EXERCISE DETAILS: Exactly as they appear below, repeat the lines from the one with "It should work" through the one with "to solve :)", and no others.

MATERIALS PROVIDED:
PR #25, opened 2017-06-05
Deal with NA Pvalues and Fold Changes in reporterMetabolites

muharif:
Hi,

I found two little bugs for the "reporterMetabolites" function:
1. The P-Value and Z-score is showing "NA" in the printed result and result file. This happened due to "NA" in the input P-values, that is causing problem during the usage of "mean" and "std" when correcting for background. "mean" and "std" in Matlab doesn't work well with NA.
...
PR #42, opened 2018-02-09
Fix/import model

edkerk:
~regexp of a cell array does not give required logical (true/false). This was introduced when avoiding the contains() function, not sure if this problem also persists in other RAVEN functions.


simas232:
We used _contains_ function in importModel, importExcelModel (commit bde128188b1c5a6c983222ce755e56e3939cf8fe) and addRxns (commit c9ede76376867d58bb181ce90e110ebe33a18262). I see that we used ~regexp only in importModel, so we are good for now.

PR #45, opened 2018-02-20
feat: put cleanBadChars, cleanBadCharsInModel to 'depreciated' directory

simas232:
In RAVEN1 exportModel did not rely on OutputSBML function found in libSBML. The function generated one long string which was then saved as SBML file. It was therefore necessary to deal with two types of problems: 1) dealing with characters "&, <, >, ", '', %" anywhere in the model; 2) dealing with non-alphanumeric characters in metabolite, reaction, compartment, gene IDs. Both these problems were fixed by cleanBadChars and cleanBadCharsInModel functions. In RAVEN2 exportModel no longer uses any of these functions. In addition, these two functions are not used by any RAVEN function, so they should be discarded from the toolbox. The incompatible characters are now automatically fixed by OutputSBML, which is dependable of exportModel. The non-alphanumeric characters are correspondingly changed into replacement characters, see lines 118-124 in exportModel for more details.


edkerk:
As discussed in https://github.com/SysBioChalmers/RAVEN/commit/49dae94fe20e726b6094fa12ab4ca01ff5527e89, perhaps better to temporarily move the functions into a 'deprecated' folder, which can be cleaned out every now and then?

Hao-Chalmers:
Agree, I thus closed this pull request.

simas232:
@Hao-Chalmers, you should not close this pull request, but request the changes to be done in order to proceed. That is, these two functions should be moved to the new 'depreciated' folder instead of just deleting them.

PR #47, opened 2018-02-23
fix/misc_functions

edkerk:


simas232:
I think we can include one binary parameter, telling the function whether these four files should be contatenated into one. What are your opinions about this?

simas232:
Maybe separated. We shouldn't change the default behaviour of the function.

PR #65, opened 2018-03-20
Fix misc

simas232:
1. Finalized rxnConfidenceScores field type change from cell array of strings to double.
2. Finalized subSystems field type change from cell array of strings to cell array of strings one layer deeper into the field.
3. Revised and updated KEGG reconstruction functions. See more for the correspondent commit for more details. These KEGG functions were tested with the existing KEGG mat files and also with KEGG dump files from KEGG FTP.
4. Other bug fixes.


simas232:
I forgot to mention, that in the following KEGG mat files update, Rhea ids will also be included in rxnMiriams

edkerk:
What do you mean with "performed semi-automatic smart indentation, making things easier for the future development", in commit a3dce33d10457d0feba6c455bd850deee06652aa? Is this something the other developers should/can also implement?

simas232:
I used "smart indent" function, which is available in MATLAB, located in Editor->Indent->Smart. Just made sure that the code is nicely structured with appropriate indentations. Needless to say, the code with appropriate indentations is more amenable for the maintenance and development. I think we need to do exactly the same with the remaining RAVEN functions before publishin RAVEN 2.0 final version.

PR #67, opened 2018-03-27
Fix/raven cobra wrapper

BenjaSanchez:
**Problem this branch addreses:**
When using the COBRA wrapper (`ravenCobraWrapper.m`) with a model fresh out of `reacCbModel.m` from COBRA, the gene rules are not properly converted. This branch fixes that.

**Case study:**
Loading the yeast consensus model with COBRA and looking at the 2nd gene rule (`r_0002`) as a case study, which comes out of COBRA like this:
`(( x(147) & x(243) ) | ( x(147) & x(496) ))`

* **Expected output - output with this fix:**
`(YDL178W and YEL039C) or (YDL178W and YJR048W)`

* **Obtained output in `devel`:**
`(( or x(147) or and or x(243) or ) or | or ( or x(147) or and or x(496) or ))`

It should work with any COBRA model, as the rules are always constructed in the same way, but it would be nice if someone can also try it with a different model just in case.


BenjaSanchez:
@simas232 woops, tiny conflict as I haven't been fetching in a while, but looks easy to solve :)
...
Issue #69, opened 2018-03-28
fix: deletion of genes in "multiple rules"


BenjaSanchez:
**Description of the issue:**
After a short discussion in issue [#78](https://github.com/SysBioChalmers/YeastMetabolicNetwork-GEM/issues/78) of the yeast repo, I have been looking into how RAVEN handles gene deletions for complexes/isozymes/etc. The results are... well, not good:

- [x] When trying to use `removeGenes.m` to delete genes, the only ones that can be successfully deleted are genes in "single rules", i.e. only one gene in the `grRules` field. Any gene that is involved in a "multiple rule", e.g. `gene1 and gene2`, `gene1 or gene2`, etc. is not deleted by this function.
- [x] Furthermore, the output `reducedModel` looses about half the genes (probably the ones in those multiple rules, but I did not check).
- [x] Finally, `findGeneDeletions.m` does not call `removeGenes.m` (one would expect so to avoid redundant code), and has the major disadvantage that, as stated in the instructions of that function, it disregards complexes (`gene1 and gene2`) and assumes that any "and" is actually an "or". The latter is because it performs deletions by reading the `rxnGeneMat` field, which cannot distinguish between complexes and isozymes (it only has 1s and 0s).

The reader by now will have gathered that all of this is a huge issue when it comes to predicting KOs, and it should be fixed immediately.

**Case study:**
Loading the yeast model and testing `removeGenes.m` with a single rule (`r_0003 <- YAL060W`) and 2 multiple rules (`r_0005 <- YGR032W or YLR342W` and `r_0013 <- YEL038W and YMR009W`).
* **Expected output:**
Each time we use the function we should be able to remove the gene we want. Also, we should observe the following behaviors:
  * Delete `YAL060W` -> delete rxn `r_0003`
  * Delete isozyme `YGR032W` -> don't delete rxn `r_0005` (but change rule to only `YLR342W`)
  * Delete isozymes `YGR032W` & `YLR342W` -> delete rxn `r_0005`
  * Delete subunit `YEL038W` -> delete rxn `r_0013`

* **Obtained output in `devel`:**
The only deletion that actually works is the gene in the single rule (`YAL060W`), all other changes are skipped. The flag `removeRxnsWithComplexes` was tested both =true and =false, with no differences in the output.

OUTPUT OF THE EXERCISE:
It should work with any COBRA model, as the rules are always constructed in the same way, but it would be nice if someone can also try it with a different model just in case.


BenjaSanchez:
@simas232 woops, tiny conflict as I haven't been fetching in a while, but looks easy to solve :)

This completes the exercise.